++++ Raw data
PR #453, opened 2020-04-21
Add support to upload coverage results to Coveralls if run as GitHub …

### LINKED ISSUE #452: Coveralls integration is not working when using GitHub actions to trigger the build
The API call to coveralls is not triggered because the build is not made by TravisCI nor Appveyor.

gcotelli:
…actions
Fixes #452

### DIFF
--- a/env_vars
+++ b/env_vars
@@ -3,7 +3,7 @@ if [[ -z "${SMALLTALK_CI_HOME:-}" ]]; then
 fi
 
 export SMALLTALK_CI_BUILD_BASE="${SMALLTALK_CI_HOME}/_builds"
-if [[ -z "${TRAVIS:-${APPVEYOR:-}}" ]]; then
+if [[ -z "${TRAVIS:-${APPVEYOR:-${GITHUB_ACTIONS:-}}}" ]]; then
   export SMALLTALK_CI_BUILD="${SMALLTALK_CI_BUILD_BASE}/$(date "+%Y_%m_%d_%H_%M_%S")"
 else
   export SMALLTALK_CI_BUILD="${SMALLTALK_CI_BUILD_BASE}"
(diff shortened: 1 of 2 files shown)


gcotelli:
Hi @fniephaus 
I hope you're fine in this world crisis.

I've managed to test this changes by making a release in my own fork, forking the github-action and using both in https://github.com/ba-st/Boardwalk/pull/20 . The smalltalkCI GitHub action was used to make the build and run the tests, and as a second step I've managed to grab the coverage output file and send it to CodeCov (see https://codecov.io/gh/ba-st/Boardwalk/tree/0a92b9568ff7472af3e9307f654f38704de9a405) . So now we have also the option to use this service instead of coveralls.

The only thing I didn't like right now is that if you have enabled the coverage it will always attempt to upload the resulting file to Coveralls, so if you're using another coverage service you can't skip this step. Maybe we can introduce an environment variable to disable this branch in the code?
I think it's better if the main smalltalkCI invocation just generates the coverage file (in case is enabled) and to be a second step to upload it to a coverage service provider but this will break backwards compatibility. What do you think?

fniephaus:
Hi @gcotelli,
Thanks for the PR and yes, all good. I hope you are well! Sorry for the delay, I will take a closer look this week.

Happy to add support for other coverage providers  if we can. Uploading coverage results is relatively simple and I think something smalltalkCI should help with if possible.  I'd like to avoid to support too many env variables, how about we add an `#service` option to the `#coverage` dict of `SmalltalkCISpec`?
++++++++
> What you will do
Go through the lines above. Select every one that has the string "export".

> Written response
 export SMALLTALK_CI_BUILD_BASE="${SMALLTALK_CI_HOME}/_builds"
   export SMALLTALK_CI_BUILD="${SMALLTALK_CI_BUILD_BASE}/$(date "+%Y_%m_%d_%H_%M_%S")"
   export SMALLTALK_CI_BUILD="${SMALLTALK_CI_BUILD_BASE}"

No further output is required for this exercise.